Keywords: Chemistry ; Polymer and Materials Science

Source: Wiley InterScience Backfile Collection 1832-2000

Topics: Chemistry and Pharmacology

Notes: The changes in the structure of leucoemeraldine (LM) and emeraldine (EM) base upon doping by perchlorate anions are studied by X-ray photoelectron spectroscopy (XPS) and infrared (IR) absorption spectroscopy. In the case of LM, interactions of the amine nitrogens with the perchlorate anions result in a nitrogenonium ion structure analogous to that arising from the protonation of imine nitrogens in EM by HCl except the chloride anion in the latter has been replaced by the perchlorate anion.
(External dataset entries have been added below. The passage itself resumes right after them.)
PR #1443, opened 2024-02-16
Proper rendering of sha-512 values

iherman:
In [§B.2](Implementations that depend on RDF vocabulary processing) the SHA3-512 values did not display correctly; the values were not rendered as a `<code>`. This PR removes the `<wbr>` tag which seems to have created problems in the respec->html conversion.

***
<a href="https://pr-preview.s3.amazonaws.com/w3c/vc-data-model/pull/1443.html" title="Last updated on Feb 22, 2024, 8:51 AM UTC (e56dfaa)">Preview</a> | <a href="https://pr-preview.s3.amazonaws.com/w3c/vc-data-model/1443/d42fd22...e56dfaa.html" title="Last updated on Feb 22, 2024, 8:51 AM UTC (e56dfaa)">Diff</a>

### DIFF
--- a/index.html
+++ b/index.html
@@ -6848,8 +6848,8 @@ https://www.w3.org/2018/credentials#<br>
               <td>
 https://www.w3.org/2018/credentials/index.jsonld<br><br>
 sha256: `z52TgKqh2nqTCuACI8lCvhRdjwxQjeVmuOMCDCEijq4=`<br><br>
-sha3-512: `m8Ss+jgZiyL2Ws/ICJcWjHFd9PccJWsXPvMatBOhrH
-h0qCBrzfgO2zO1OQQbTL7zoPgLseIbcxJJpunD2bkoRA==`
+sha3-512: <code>m8Ss+jgZiyL2Ws/ICJcWjHFd9PccJWsXPvMatBOhrH<wbr>
+h0qCBrzfgO2zO1OQQbTL7zoPgLseIbcxJJpunD2bkoRA==</code>
               </td>
             </tr>
             <tr>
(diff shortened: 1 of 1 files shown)


decentralgabe (approved):

msporny (approved):
Hmm, I put the WBR tags in there for a reason, but I can't remember why. It looks like it's rendering just fine w/o them, though. Approving. :)

TallTed:
This appears to me to be one of the places where mixing HTML and Markdown tagging doesn't work so well.

These snippets *look* fine without the `<wbr>` tags, but there's a space in each of the sha3-512 values, which I think should not be there, and which I think will cause problems with anyone who's expecting these values to be accurate ... and if they're not expected to be accurate, why expend the effort to calculate them?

A small amount of partially ionic and covalent chlorine is also incorporated in the LM-perchlorate complexes. The maximum electrical conductivity that is achieved in these complexes is about 4 S/cm. In contrast, the maximum conductivity of the EM-perchlorate complexes is three orders of magnitude lower. The interactions of perchlorate anions with EM base result in the preferential disappearance of the imine units over the amine units.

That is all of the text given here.